Enfin, tandis que Anouchirwân combattait un de ses ennemis, il reçut dans son camp une lettre du roi du Tibet, dont l'adresse était ainsi conçue :
« Khakân, roi du Tibet et des pays de l'Orient qui confinent à la Chine et à l'Inde, à son frère aussi grand par sa vertu que par sa puissance, le roi de l'empire situé au centre des sept
climats. »
Cette lettre accompagnait différentes curiosités qu'on exporte du Tibet, telles que cent cuirasses tibétaines, cent armures, cent boucliers dorés et quatre mille menn de musc khazaïni (royal)
dans les vessies des chevrettes qui le produisent.

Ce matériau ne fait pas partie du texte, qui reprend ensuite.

PR #41, opened 2024-06-18
HOUSENAV-21: Walkthrough Card UI Tests

laurenrevere:
[HOUSNAV-21](https://hous-bssb.atlassian.net/browse/HOUSNAV-21)

## Overview & Purpose
Added in a cypress test for the home page. 

## Summary of Changes
- Added test to confirm navigation to walkthrough from home page
- Rename cypress test files to separate them by page/walkthrough
- Added accessibility scan on home page
- Update walkthrough card test id so that it is able to be unique per card
- Fixed [this build failure](https://github.com/bcgov/House-Innovations-HOUSNAV/actions/runs/9571303244/job/26394225313)

## Side Effects
All the cypress commands now handle a more diverse set of test ids. I made some changes to walkthrough card unit tests to accommodate the change in test id.

By casting `walkthrough.result` to a key of results, we are skipping the opportunity to add type checking for the walkthrough objects. I believe that this is okay in the testing context because the test will promptly fail if the following cypress command is passed an "undefined" or incorrect value.

## Notes & Resources
The accessibility scan will have to be enabled once the [home page structure is completed](https://hous-bssb.atlassian.net/browse/HOUSNAV-72). Right now accessibility would fail because the HTML structure is not complete for the page.

## Checklist
- [ ] I have written or updated vitests for this work
- [ ] I have reviewed the [accessibility guidelines](https://digital.gov.bc.ca/wcag/home/) relevant to this work
- [ ] I have reviewed this work with at least one screen reader (when applicable)
- [ ] I have added/updated any related documentation


packages/ui/src/walkthrough-card/WalkthroughCard.tsx
```diff
@@ -20,7 +20,7 @@ export interface WalkthroughCardProps extends ReactAriaLinkProps {
 export default function WalkthroughCard({
   data,
   walkthroughId,
-  "data-testid": testid = TESTID_WALTHROUGH_CARD,
+  "data-testid": testid = GET_TESTID_WALKTHROUGH_CARD(walkthroughId),
```
nicholaslyon-dt: Looking at this more now I think we want to refactor to this:

// get passed unique test id or default to nothing
`"data-testid": testid = "",`

// make testid unique if an override is passed, otherwise default to the walkthroughId
`data-testid={GET_TESTID_WALKTHROUGH_CARD(testid || walkthroughId)}`

As this is set up now, if a testid is passed it will lose the `walkthrough-card-` prefix. I would think we'd want all testids for the walkthrough cards to contain the prefix.

nicholaslyon-dt (changes requested):
Only one small tweak.

packages/ui/src/walkthrough-card/WalkthroughCard.tsx
laurenrevere: Updated!

nicholaslyon-dt (approved):

PR #42, opened 2024-06-20
HOUSNAV-48: UI Questions 9.9.9.2

nicholaslyon-dt:
[HOUSNAV-48](https://hous-bssb.atlassian.net/browse/HOUSNAV-48)

## Overview & Purpose
Updates needed to facilitate handling all the questions in section 9.9.9.2 of Walkthrough 9.9.9.

## Summary of Changes
Created PDFDownloadLink component to handle links in content that point the Building Code PDF
Updated string parsing to handle new PDFDownloadLink component
Added GreaterThan logic in NextNavigation

## Testing
Navigate to section 9.9.9.2 (starts with question P11). 

## Notes & Resources
- You can jump to 9.9.9.1 and start there by updated the `startingSectionId` in 9.9.9.json to `9991`.
- Question P15 contains new PDFDownloadLink component
- [Walkthrough 9.9.9 Document](https://docs.google.com/document/d/1VToXTJ10rf__5g771tb5KhCvihJxZPouY5XkYqEnLgk/edit)

## Checklist

### DIFF
--- a/apps/web/utils/string.tsx
+++ b/apps/web/utils/string.tsx
@@ -55,41 +55,33 @@ export const parseStringToComponents = (
     replace: (domNode: DOMNode) => {
       if (domNode instanceof Element && domNode.attribs) {
         switch (domNode.name) {
-          case definedTermName:
-            {
-              const DefinedTermComponent = customComponents[definedTermName];
-              const props = attributesToProps(domNode.attribs);
+          case definedTermName: {
+            const DefinedTermComponent = customComponents[definedTermName];
+            const props = attributesToProps(domNode.attribs);
 
-              if (DefinedTermComponent) {
-                return (
-                  <DefinedTermComponent
-                    {...(props as unknown as DefinedTermProps)}
-                    key={domNode.attribs.key}
-                  >
-                    {domToReact(domNode.children as DOMNode[], options)}
-                  </DefinedTermComponent>
-                );
-              }
-            }
-            break;
-          case pdfDownloadLinkName:
-            {
-              const PDFDownloadLinkComponent =
-                customComponents[pdfDownloadLinkName];
-              const props = attributesToProps(domNode.attribs);
+            return (
+              <DefinedTermComponent
+                {...(props as unknown as DefinedTermProps)}
+                key={domNode.attribs.key}
+              >
+                {domToReact(domNode.children as DOMNode[], options)}
+              </DefinedTermComponent>
+            );
+          }
+          case pdfDownloadLinkName: {
+            const PDFDownloadLinkComponent =
+              customComponents[pdfDownloadLinkName];
+            const props = attributesToProps(domNode.attribs);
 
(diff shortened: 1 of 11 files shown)


apps/web/utils/string.tsx
```diff
@@ -53,6 +72,24 @@ export const parseStringToComponents = (
               }
             }
             break;
+          case pdfDownloadLinkName:
+            {
+              const PDFDownloadLinkComponent =
+                customComponents[pdfDownloadLinkName];
+              const props = attributesToProps(domNode.attribs);
+
+              if (PDFDownloadLinkComponent) {
```
jbook24: What scenario would this be false?

nicholaslyon-dt: Good call! Not needed anymore since I refactored the type for the `customComponents` object. Removed!

jbook24:
Testing 
- With P(11) being greater than 2 

I am not able to navigate to R(2) as in the screenshot below 
image

jbook24:
Everything looks good from my side as an initial pass that we can iterate on later. 

One point I would like to raise is the warning that is appearing when navigating from question to question. 

**Attached is a snippet** 
image

**Potential Implications** 
When a component changes from uncontrolled to controlled, it means that at some point, the component's state was managed internally (uncontrolled) and then switched to being managed externally via props (controlled). This inconsistency can lead to unpredictable behavior and bugs, as the component might not handle state updates correctly.

**Potential Solution** 
Can we make a position of either "Always Controlled" or "Always Uncontrolled" ?

wardm89:
> Everything looks good from my side as an initial pass that we can iterate on later.
> 
> One point I would like to raise is the warning that is appearing when navigating from question to question.
> 
> **Attached is a snippet** image
> 
> **Potential Implications** When a component changes from uncontrolled to controlled, it means that at some point, the component's state was managed internally (uncontrolled) and then switched to being managed externally via props (controlled). This inconsistency can lead to unpredictable behavior and bugs, as the component might not handle state updates correctly.
> 
> **Potential Solution** Can we make a position of either "Always Controlled" or "Always Uncontrolled" ?

I will work on updating this. It seems to actually be because the radio buttons are set to an undefined state when the question is loaded and the once the selection is made it's state is then controlled. I'm not sure if it's related to Mobx or not but I'll look into it.

wardm89 (commented):
LGTM other than the one issue I'll look into and also `type CustomComponentProps` I'm thinking we will want to rethink how we are handling these types so it's cleaner and more sustainable over time. However, I think it's fine for now and works so no need to change anything yet. It can be refactored when the complexity reaches the proverbial "tipping point".

wardm89 (approved):

wardm89:
Merging since I discussed this with Joshua that it can be merged. 

As a note my change was removing the "defaultValue" for the radio button group since the same functionality is accomplished with "value" when it's passed. Default values are for uncontrolled components so we shouldn't use them in conjunction like this.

Au rapport de plusieurs savants curieux de connaître ce monde et d'en étudier l'histoire, on
trouve, aux confins de la Chine, un temple de forme circulaire, entouré de sept portes et surmonté d'un dôme heptagone, remarquable par son développement et son élévation. Au sommet du dôme est
placée une espèce de pierre précieuse plus grosse que la tête d'un veau, et dont l'éclat illumine les alentours du temple. Plusieurs rois ont tenté sans succès de s'emparer de cette pierre ; tous
ceux qui s'en approchent, à une distance de dix coudées, tombent roides morts ; si l'on emploie des lances ou d'autres instruments de cette taille, arrivés à la même distance, ils se retournent
et retombent inertes ; les projectiles lancés contre cette pierre ont le même sort ; en un mot, aucun expédient, de quelque nature qu'il soit, ne peut réussir, et quiconque cherche à démolir le
temple expie son audace par une mort subite. D'après certains savants, ce phénomène est produit par l'emploi de pierres magnétiques, douées de propriétés répulsives. Le même temple renferme un
puits dont l'orifice est heptagone ; celui qui a l'imprudence de se trop pencher sur le bord est entraîné, et tombe, la tête la première, jusqu'au fond. Le puits est entouré d'une sorte de
collier, autour duquel on lit cette inscription antique, que je crois en caractères mosned :
« Ce puits conduit aux Archives des livres, là où se trouvent la chronologie du monde, la connaissance des cieux, l'histoire du passé et la révélation de l'avenir. Ce puits mène au dépôt de tous
les trésors de la terre. Mais l'homme qui veut y pénétrer et puiser à ses trésors doit nous égaler en pouvoir, en science et sagesse. Que celui qui pourra arriver au but sache qu'il est notre
égal ; que celui dont les tentatives échoueront sache que notre puissance est supérieure à la sienne, notre sagesse plus grande, notre science plus étendue, notre sagacité plus profonde et notre
vigilance plus complète. »
Le temple ainsi que sa coupole et le puits reposent sur un bloc de silex massif et escarpé comme une montagne, il est également impossible de le renverser et d'y pratiquer des excavations. Dès
qu'on aperçoit le temple, la coupole et le puits, on éprouve à cette vue un sentiment d'effroi et de tristesse, et en même temps une sorte d'attraction inquiète vers cet édifice, et la crainte
qu'il ne soit endommagé ou détruit.
Les caractères en gras ne sont ainsi que pour faciliter la lecture.